Goal-Oriented Adaptive Mesh Refinement for the Quasicontinuum Approximation of a Frenkel-Kontorova Model

TL;DR

This paper introduces an adaptive mesh refinement method with an error estimator for the quasicontinuum approximation of a Frenkel-Kontorova model, enabling efficient and accurate computation of quantities of interest in crystalline solids.

Contribution

It presents a novel error estimator and adaptive refinement algorithm tailored for the quasicontinuum method applied to a Frenkel-Kontorova model, improving computational efficiency.

Findings

Effective error estimator for the quasicontinuum approximation.

Adaptive mesh refinement reduces computational cost.

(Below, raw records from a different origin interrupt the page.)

PR #2254, opened 2024-05-20
feat: add syntax highlighting in the REPL

### LINKED ISSUE #2072: [RFC]: add syntax highlighting support to the REPL
### Description

This RFC proposes adding syntax highlighting to the REPL. Currently, when a user types commands in the REPL, no syntax highlighting is applied. It would be nice to provide at least basic syntax highlighting as is commonly available in modern IDEs.

Syntax highlighting would be accomplished via ANSI escape codes. One of the trickier aspects will be stripping those ANSI escape codes from commands prior to evaluation, saving to a history file, or if a user attempts to copy terminal contents.

One possible option for avoiding stripping is maintaining two command lists: one the text that a user actually enters (i.e., "raw" text) and another which contains "display" text (i.e., text with ANSI markup).  What gets executed is the raw text, but what gets actually written to the terminal is the display text.

Additionally, as syntax highlighting is dependent on proper contrast with the terminal background, we'd likely want to support theming. In which case, we need to design associated APIs and support providing a theme on REPL instantiation.

It would also probably be worthwhile adding a built-in command to allow dynamically changing the theme during the REPL session (e.g., `switchTheme( theme )`).

Theming should likely be disabled with the REPL is not TTY.

### Related Issues

No.

### Questions

No.

### Other

Potential resources:

- https://github.com/wooorm/emphasize/tree/main

### Checklist

Snehil-Shah:
Resolves #2072 

## Description

This pull request:

- [x] adds syntax highlighting to the REPL
- [ ] add more color themes and API for user-defined themes
- [ ] add `settings` to control behavior and change themes.
- [x] handle non-TTY contexts
- [ ] add tests

*This PR is in progress. Requesting for feedback..*

## Related Issues

This pull request:

-   resolves #2072

## Questions

As there are only a few colors we can choose from to highlight using ANSI codes, I have kept a minimalist approach to highlighting. We don't highlight identifiers, operators and brackets. This is consistent with how IPython and node's [repl-rewrite](https://github.com/nodejs/repl) do their syntax highlighting. This can easily be changed as acorn's tokenizer is pretty verbose, so would love to hear your thoughts..

## Other

Currently, I have only added one theme. I will be extending this and also going to add an API for user-defined themes.

Tokens gettings highlighted:

- String literals: strings, regexes, templates
- Numeric literals
- Keywords
- Looping keywords: while, for etc
- REPL commands
- Comments

<ins>Attaching some screenshots at different terminal backgrounds:</ins>

**Light**:

light

**Dark**:

dark

**Monokai**:

monokai

**Solarized**:

solarized

## Checklist

* * *

@stdlib-js/reviewers

### DIFF
--- a/lib/node_modules/@stdlib/repl/lib/ansi_colors.js
+++ b/lib/node_modules/@stdlib/repl/lib/ansi_colors.js
@@ -1,0 +1,58 @@
+/**
+* @license Apache-2.0
+*
+* Copyright (c) 2024 The Stdlib Authors.
+*
+* Licensed under the Apache License, Version 2.0 (the "License");
+* you may not use this file except in compliance with the License.
+* You may obtain a copy of the License at
+*
+*    http://www.apache.org/licenses/LICENSE-2.0
+*
+* Unless required by applicable law or agreed to in writing, software
+* distributed under the License is distributed on an "AS IS" BASIS,
+* WITHOUT WARRANTIES OR CONDITIONS OF ANY KIND, either express or implied.
+* See the License for the specific language governing permissions and
+* limitations under the License.
+*/
+
+'use strict';
+
+// MAIN //
+
+/**
+* Table mapping generic color names to their ANSI color codes.
+*
+* @private
+* @name ANSI
+* @type {Object}
+*/
+var ANSI = {
+	// Original colors:
+	'black': '\u001b[30m',
+	'red': '\u001b[31m',
+	'green': '\u001b[32m',
+	'yellow': '\u001b[33m',
+	'blue': '\u001b[34m',
+	'magenta': '\u001b[35m',
+	'cyan': '\u001b[36m',
+	'white': '\u001b[37m',
+
+	// Bright colors:
+	'brightBlack': '\u001b[90m',
+	'brightRed': '\u001b[91m',
+	'brightGreen': '\u001b[92m',
+	'brightYellow': '\u001b[93m',
+	'brightBlue': '\u001b[94m',
+	'brightMagenta': '\u001b[95m',
+	'brightCyan': '\u001b[96m',
+	'brightWhite': '\u001b[97m',
+
+	// Reset colors:
+	'reset': '\u001b[0m'
+};
+
+
+// EXPORTS //
+
+module.exports = ANSI;
--- a/lib/node_modules/@stdlib/repl/lib/resolve_local_scopes.js
+++ b/lib/node_modules/@stdlib/repl/lib/resolve_local_scopes.js
@@ -27,196 +27,6 @@ var isScope = require( './is_scope.js' );
 var isBlockScope = require( './is_block_scope.js' );
 
 
-// VARIABLES //
-
-var VISITORS = {
-	'VariableDeclaration': VariableDeclaration,
-	'FunctionDeclaration': FunctionDeclaration,
-	'Function': declareFunction,
-	'ClassDeclaration': ClassDeclaration,
-	'TryStatement': TryStatement,
-	'ImportDefaultSpecifier': ModuleImportSpecifier,
-	'ImportSpecifier': ModuleImportSpecifier,
-	'ImportNamespaceSpecifier': ModuleImportSpecifier
-};
-
-
-// FUNCTIONS //
-
-/**
-* Resolves identifiers arising from a function declaration, such as function parameters and the function name.
-*
-* @private
-* @param {Node} node - function declaration AST node
-*/
-function declareFunction( node ) {
-	var i;
-
-	node.locals = node.locals || [];
-	for ( i = 0; i < node.params.length; i++ ) {
-		declarationPattern( node.params[ i ], node );
-	}
-	if ( node.id ) {
-		appendUnique( node.locals, node.id.name );
-	}
-}
-
-/**
-* Resolves identifiers based on the variable declaration pattern.
-*
-* @private
-* @param {Node} node - AST node
-* @param {Node} parent - parent AST node
-* @throws {Error} unrecognized pattern type
-*/
-function declarationPattern( node, parent ) {
-	var i;
-
-	switch ( node.type ) { // eslint-disable-line padded-blocks
-
-	// Actual identifier name:
-	case 'Identifier':
-		appendUnique( parent.locals, node.name );
-		break;
-
-	// `var { a, b } = { 'a': 10, 'b': 20 }` || `var { ...o } = {}`
-	case 'ObjectPattern':
-		for ( i = 0; i < node.properties.length; i++ ) {
-			declarationPattern( node.properties[ i ].value || node.properties[ i ].argument, parent ); // eslint-disable-line max-len
-		}
-		break;
-
-	// `var [ x, y ] = [ 10, 20 ]`
-	case 'ArrayPattern':
-		for ( i = 0; i < node.elements.length; i++ ) {
-			if ( node.elements[ i ] ) {
-				declarationPattern( node.elements[ i ], parent );
-			}
-		}
-		break;
-
-	// `var [ x, y, ...z ] = [ 10, 20, 30, 40, 50 ]` || `var [ ...z ] = []`
-	case 'RestElement':
-		declarationPattern( node.argument, parent );
-		break;
-
-	// `var [ x=5, y=7] = [ 1 ]`
-	case 'AssignmentPattern':
-		declarationPattern( node.left, parent );
-		break;
-
-	default:
-		throw new Error( format( 'internal error. Unrecognized pattern type: `%s`.', node.type ) );
-	}
-}
-
-/**
-* Callback invoked upon encountering a `VariableDeclaration` AST node.
-*
-* @private
-* @param {Node} node - AST node
-* @param {Array} parents - array of parent AST nodes
-*/
-function VariableDeclaration( node, parents ) {
-	var parent;
-	var i;
-
-	// Case: `var x`
-	if ( node.kind === 'var' ) {
-		for ( i = parents.length-1; i >= 0; i-- ) {
-			if ( isScope( parents[ i ] ) ) {
-				parent = parents[ i ];
-				break;
-			}
-		}
-	}
-	// Case: `let x` || `const x`
-	else {
-		for ( i = parents.length-1; i >= 0; i-- ) {
-			if ( isBlockScope( parents[ i ] ) ) {
-				parent = parents[ i ];
-				break;
-			}
-		}
-	}
-	parent.locals = parent.locals || [];
-	for ( i = 0; i < node.declarations.length; i++ ) {
-		declarationPattern( node.declarations[ i ].id, parent );
-	}
-}
-
-/**
-* Callback invoked upon encountering a `FunctionDeclaration` AST node.
-*
-* @private
-* @param {Node} node - AST node
-* @param {Array} parents - array of parent AST nodes
-*/
-function FunctionDeclaration( node, parents ) {
-	var parent;
-	var i;
-	for ( i = parents.length-2; i >= 0; i-- ) {
-		if ( isScope( parents[ i ] ) ) {
-			parent = parents[ i ];
-			break;
-		}
-	}
-	parent.locals = parent.locals || [];
-	if ( node.id ) {
-		appendUnique( parent.locals, node.id.name );
-	}
-	declareFunction( node );
-}
-
-/**
-* Callback invoked upon encountering a `ClassDeclaration` AST node.
-*
-* @private
-* @param {Node} node - AST node
-* @param {Array} parents - array of parent AST nodes
-*/
-function ClassDeclaration( node, parents ) {
-	var parent;
-	var i;
-	for ( i = parents.length-2; i >= 0; i-- ) {
-		if ( isBlockScope( parents[ i ] ) ) {
-			parent = parents[ i ];
-			break;
-		}
-	}
-	parent.locals = parent.locals || [];
-	if ( node.id ) {
-		appendUnique( parent.locals, node.id.name );
-	}
-}
-
-/**
-* Callback invoked upon encountering a `TryStatement` AST node.
-*
-* @private
-* @param {Node} node - AST node
-* @param {Array} parents - array of parent AST nodes
-*/
-function TryStatement( node ) {
-	if ( node.handler ) {
-		node.handler.locals = node.handler.locals || [];
-		appendUnique( node.handler.locals, node.handler.param.name );
-	}
-}
-
-/**
-* Callback invoked upon encountering a module `import` specifier AST node.
-*
-* @private
-* @param {Node} node - AST node
-* @param {Array} parents - array of parent AST nodes
-*/
-function ModuleImportSpecifier( node, parents ) {
-	parents[ 0 ].locals = parents[ 0 ].locals || [];
-	appendUnique( parents[ 0 ].locals, node.local.name );
-}
-
-
 // MAIN //
 
 /**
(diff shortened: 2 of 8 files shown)


lib/node_modules/@stdlib/repl/lib/tokenizer.js
```diff
@@ -0,0 +1,128 @@
...
+	* @param {Object} token - token object
+	*/
+	function onToken( token ) {
+		var command;
+
+		// Ignore non-existent tokens:
+		if ( token.start === token.end ) {
+			return;
+		}
+		if ( token.type.isLoop || ( token.type.label === 'name' && [ 'async', 'await' ].includes( token.value ) ) ) {
```
kgryte: `Array#includes` is not ES5. Use, e.g., `@stdlib/array/base/assert/contains`.

lib/node_modules/@stdlib/repl/lib/tokenizer.js
```diff
@@ -0,0 +1,128 @@
...
+* See the License for the specific language governing permissions and
+* limitations under the License.
+*/
+
+'use strict';
+
+// MODULES //
+
+var parse = require( 'acorn-loose' ).parse;
+var commands = require( './commands.js' );
```
kgryte, line 31: I don't believe this file has been committed yet.

lib/node_modules/@stdlib/repl/lib/tokenizer.js
```diff
@@ -0,0 +1,128 @@
...
+		}
+		if ( token.type.label === 'num' ) {
+			// Numeric literals:
+			token.type = 'number';
+			tokens.push( token );
+			return;
+		}
+		if ( token.type.label === 'name' ) {
+			// REPL commands:
+			for ( command of COMMANDS ) {
```
kgryte: Prefer `for ( i = 0; i < COMMANDS.length; i++ ) {...}` style loops.

lib/node_modules/@stdlib/repl/lib/tokenizer.js
Snehil-Shah: This file already exists, it returns a function that returns the cmds array.

lib/node_modules/@stdlib/repl/lib/ansi_colors.js
```diff
@@ -0,0 +1,58 @@
...
+/**
+* Table mapping generic color names to their ANSI color codes.
+*
+* @private
+* @name ANSI
+* @type {Object}
+*/
+var ANSI = {
+	// Original colors:
+	'black': '\u001b[30m',
```
Planeshifter, line 32: Let's get this in for now as-is, but as a follow-up it may be worthwhile to add a separate package specifically for colors, as an alternative to https://www.npmjs.com/package/colors or https://www.npmjs.com/package/chalk. Similar to what `chalk` is doing, we could do feature detection in there for which ANSI colors are supported and adjust the exports accordingly. A potential location for such a package may be `@stdlib/cli/colors`, with color support detection potentially living in the `assert` namespace.

lib/node_modules/@stdlib/repl/lib/syntax_highlighter.js
```diff
@@ -0,0 +1,154 @@
...
+* @returns {SyntaxHighlighter} syntax-highlighter instance
+*/
+function SyntaxHighlighter( repl, ostream ) {
+	if ( !( this instanceof SyntaxHighlighter ) ) {
+		return new SyntaxHighlighter( repl, ostream );
+	}
+	debug( 'Creating a new syntax-highlighter' );
+
+	// Cache a reference to the provided REPL instance:
+	this._repl = repl;
```
Planeshifter, line 71: Looks like the `SyntaxHighlighter` never uses the REPL instance, in which case it would be sufficient to pass in the readline interface to the constructor and caching its reference.

Decoupling the ﻿SyntaxHighlighter from the entire REPL instance, we limit the scope to what is strictly needed here to the syntax highlighter class becomes more flexible, without being tied to the broader context of the entire REPL environment.

Planeshifter (commented):
Overall, this looks pretty good. I left a suggestion on how we could move the colors to their own package for further downstream use.

In general, I would suggest keeping the scope of this PR limited and do theming and settings in follow-up PRs. Tests and the non-TTY handling may be good as part of this PR.

My main other suggestion would be to see whether we want to support any other token types; it's probably better to be exhaustive here as this would then allow for more styling options. As a reference, here are the token types used by the popular `highlight.js` library: 
https://highlightjs.readthedocs.io/en/latest/css-classes-reference.html

I propose going through their list and see whether there are additional token types to add to the `tokenizer.js` handling.

lib/node_modules/@stdlib/repl/lib/syntax_highlighter.js
```diff
@@ -0,0 +1,154 @@
...
+
+	// Cache a reference to readline interface:
+	this._rli = repl._rli;
+
+	// Cache a reference to the output writable stream:
+	this._ostream = ostream;
+
+	// Cache a reference to the available themes:
+	this._themes = THEMES;
```
kgryte: Not clear why you need to cache a reference to available themes. The variable is available in the parent scope.

lib/node_modules/@stdlib/repl/lib/syntax_highlighter.js
```diff
@@ -0,0 +1,154 @@
...
+	var highlightedLine;
+	var resetCode = ANSI[ 'reset' ];
+	var colorCode;
+	var colors = this._themes[ this._theme ];
+	var offset;
+	var token;
+
+	highlightedLine = line.split( '' ); // split into array for easy insertions
+	offset = 0; // track number of ANSI codes inserted
+	for ( token of tokens ) {
```
kgryte: Prefer ES5.

lib/node_modules/@stdlib/repl/lib/syntax_highlighter.js
```diff
@@ -0,0 +1,154 @@
...
+		colorCode = ANSI[ colors[ token.type ] ];
+
+		// Highlight token if it's color exists in the theme...
+		if ( colorCode ) {
+			highlightedLine.splice( token.start + offset, 0, colorCode ); // insert colorCode
```
kgryte: This may be an instance where a linked list would be preferable (e.g., see `@stdlib/utils/linked-list`), as insertion and deletion would then be O(1). Here, repeated splicing is likely to result in repeated memory reallocation.

lib/node_modules/@stdlib/repl/lib/syntax_highlighter.js
```diff
@@ -0,0 +1,154 @@
...
+	var tokens;
+
+	if ( !this._rli.line || this._line === this._rli.line ) {
+		debug( 'Empty line or no change detected. Skipping highlighting...' );
+		return;
+	}
+	this._line = this._rli.line;
+
+	// Tokenize:
+	debug( 'Tokenizing line: ' + this._line );
```
kgryte: Prefer interpolation over string concatenation. `debug` supports `%s`.

lib/node_modules/@stdlib/repl/lib/syntax_highlighter.js
```diff
@@ -0,0 +1,154 @@
...
+	tokens = tokenizer( this._line );
+	if ( !tokens ) {
+		debug( 'No tokens found. Skipping highlighting...' );
+		return;
+	}
+
+	// Highlight:
+	debug( tokens.length + ' tokens found. Highlighting...' );
```
kgryte: Same comment as above.

lib/node_modules/@stdlib/repl/lib/syntax_highlighter.js
```diff
@@ -0,0 +1,154 @@
...
+	this._rli = repl._rli;
+
+	// Cache a reference to the output writable stream:
+	this._ostream = ostream;
+
+	// Cache a reference to the available themes:
+	this._themes = THEMES;
+
+	// Initialize a buffer containing the current theme:
+	this._theme = 'default';
```
kgryte: Calling this a "buffer" is misleading. And also, this will need to be rethought once a setting is added to the REPL, as the current setting value will need to be queried before highlighting after each keypress.

lib/node_modules/@stdlib/repl/lib/syntax_highlighter.js
Snehil-Shah: We will also have user defined themes that they will be giving us through `opts`, and we would have to cache that during initialization of the syntax highlighter. But yes for now, caching themes doesn't make sense, will revert..

lib/node_modules/@stdlib/repl/lib/syntax_highlighter.js
Snehil-Shah: Yes, I had that in mind, we will probably directly query the setting (when it's added) instead of storing it with the syntax highlighter instance

lib/node_modules/@stdlib/repl/lib/syntax_highlighter.js
kgryte: Similar to the default theme, may make sense to query the set of themes prior to each keypress, as the set of themes may change.

Snehil-Shah: As far as I know, the user will only be able to add themes through `opts` during REPL instantiation right? Adding a setting to add new themes is a bit overkill in my opinion (if that's what you are reaching at?)

kgryte: I would think that themes could be programmatically set similar to how settings can be programmatically updated on the REPL instance. In which case, the set of themes may not be fixed after instantiation. Similarly, from within the REPL, I may want to dynamically load a new theme from the local file system, etc. In which case, I don't think that `opts` would be the only entry point.

kgryte: E.g.,

```
In [1]: loadTheme( '/path/to/theme/file.json' )
```

lib/node_modules/@stdlib/repl/lib/ansi_colors.js
Snehil-Shah: That would be nice to have! will add it as a TODO.

lib/node_modules/@stdlib/repl/lib/syntax_highlighter.js
Snehil-Shah: But wouldn't inserting at specific indices take O(k) time as you need to traverse the linked list? We have direct access in arrays so it will take O(k) time as well (for shifting after insertion). just curious.

kgryte: Why would you need to traverse the linked list each time? I think it depends on whether your tokens are ordered. If they are, then you shouldn't need to repeatedly traverse the list, as you'd simply need to walk the list (`highlightedLine`) to the next token start index.

Regarding "direct access in arrays", yes and no. While `splice` mutates, this does not mean that the pointer to the underlying memory remains constant. After enough insertions, the JS engine will need to copy existing contents to a new memory block large enough to accommodate the existing elements plus the number of new elements. While this allows memory to remain contiguous, it does mean that periodically the JS engine will need to perform a `memcpy`. A linked list is not guaranteed to be contiguous, but it does avoid the periodic memory allocations.

Accordingly, I'd expect linked list insertion and deletion to be more performant, even if the underlying memory is fragmented.

kgryte: > Why would you need to traverse the linked list each time?

Yes, I see what you mean. You need to walk to the next linked list node vs `list[ 0 ]`. However, it's still not O(k) for the direct array access due to the memory reallocation discussed above when the number of inserted elements causes the array to exceed its memory bounds. Typically engines will implement a scheme (e.g., repeated doubling) to allow an array to grow for a while without needing reallocation, but we don't have any means for knowing what this scheme is. As such, from first principles, I'd still expect a linked list to be more efficient on average.

Snehil-Shah: I just re-constructed the highlighted string instead of mutating an existing array or using a linked list.
I used a linked list in `tokenizer.js` instead, where I needed to insert elements at the beginning of the list and linked list felt way more efficient there..

lib/node_modules/@stdlib/repl/lib/syntax_highlighter.js
Snehil-Shah: I ended up using the REPL instance when passing repl's context to the tokenizer.

Snehil-Shah:
@Planeshifter I went ahead and added more token types.

image

Punctuation and operators can also be colored now, I have decided not to with the default theme.

I am planning to add tests together with settings and API in the follow-up PR as custom themes would make testing each token-type easier. Is that okay?

I also tried adding escape sequences as a token type. I wrote a regex that matches any single character after `\` or any 2 or 4 characters after `\u` or `\x` but apparently the escape sequences in the strings weren't escaped (by double backslash), so the regex wasn't working as javascript was treating `\n` as a newline char instead of an n after a backslash.
The only solution I can think of is having a list of common escape sequences (`\n`, `\t` etc) to individually match from but that doesn't cover all cases.

Snehil-Shah:
@Planeshifter @kgryte I was also wondering if we could highlight output values (like `true` in the above image)?

kgryte:
@Snehil-Shah I'd probably avoid highlighting return values, as string representations of return values may not be syntactically correct (e.g., `ndarray` string serialization, etc). Additionally, the lack of highlighting in return values helps distinguish output from input, as only input is syntax highlighted.

Re: tests. Yes, deferring until we've added custom theming makes sense. As I believe you are suggesting, custom theming will allow toggling on and off token types, etc, thus allowing for easier unit tests.

lib/node_modules/@stdlib/repl/lib/resolve_local_scopes.js
Snehil-Shah, line 1: This function was going through all Identifier declarations in the AST and was defining local scopes for select nodes. I changed it a bit such that it also gives us all declaration nodes on the way for our `name` token type. I refactored it a bit as I wanted all `VISITORS` to push to a common declarations array, so instead of defining a global array at the module scope, I refactored all `VISITOR` functions inside the main function so that I could define the array at the function's scope. Is that okay?

kgryte: @Snehil-Shah Why is this necessary? Ideally, we'd avoid mixing concerns in an existing module. Previously, this file only concerned finding local scopes, but now you've refactored to **also** return the list of declarations. That violates the single responsibility principle and deviates from the original intent. What is the bigger picture goal you are trying to achieve?

lib/node_modules/@stdlib/repl/lib/tokenizer.js
```diff
@@ -0,0 +1,324 @@
...
+	*
+	* @private
+	* @param {Object} token - token object
+	*/
+	function onToken( token ) {
+		// Ignore non-existent tokens:
+		if ( token.start === token.end ) {
+			return;
+		}
+		if ( token.type.isLoop || contains( [ 'if', 'else', 'switch', 'case', 'catch', 'finally', 'try', 'return', 'break', 'continue' ], token.type.keyword ) ) {
```
kgryte: This list is a fixed list. Use `contains.factory` to perform partial application and improve perf.

lib/node_modules/@stdlib/repl/lib/tokenizer.js
```diff
@@ -0,0 +1,324 @@
...
+			// Control flow keywords - `for`, `while`, `do`, `if`, `else` etc:
+			token.type = 'control';
+			tokens.push( token );
+			return;
+		}
+		if ( contains( [ 'this', 'super' ], token.type.keyword ) ) {
```
kgryte: Same comments here and below.

lib/node_modules/@stdlib/repl/lib/tokenizer.js
```diff
@@ -0,0 +1,324 @@
...
+		/**
+		* Recursively traverses the `MemberExpression` node to populate the `properties` array.
+		*
+		* @private
+		* @param {Object} node - node to be traversed
+		*/
+		function traverse( node ) {
+			if ( node.object.type === 'Identifier' ) {
+				// Reached a resolvable MemberExpression (a.b in a.b.c.d), save property(b) & object(a) and exit:
+				properties.unshift( node.property );
```
kgryte, line 263: Generally, one should avoid `unshift`. Is there a way to do this differently?

lib/node_modules/@stdlib/repl/lib/resolve_local_scopes.js
Snehil-Shah: @kgryte I added a token type called `name` which consists of all variable names when declaring them. So `var x` , here x is the name token type.

For that, I had to traverse all declaration nodes. `resolveLocalScopes` was already doing exactly that and storing these "names" from the declarations as the locals property.
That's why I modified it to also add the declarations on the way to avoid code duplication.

Maintains desired accuracy in simulations.

Abstract

The quasicontinuum approximation is a method to reduce the atomistic degrees of freedom of a crystalline solid by piecewise linear interpolation from representative atoms that are nodes for a finite element triangulation. In regions of the crystal with a highly nonuniform deformation such as around defects, every atom must be a representative atom to obtain sufficient accuracy, but the mesh can be coarsened away from such regions to remove atomistic degrees of freedom while retaining sufficient accuracy. We present an error estimator and a related adaptive mesh refinement algorithm for the quasicontinuum approximation of a generalized Frenkel-Kontorova model that enables a quantity of interest to be efficiently computed to a predetermined accuracy.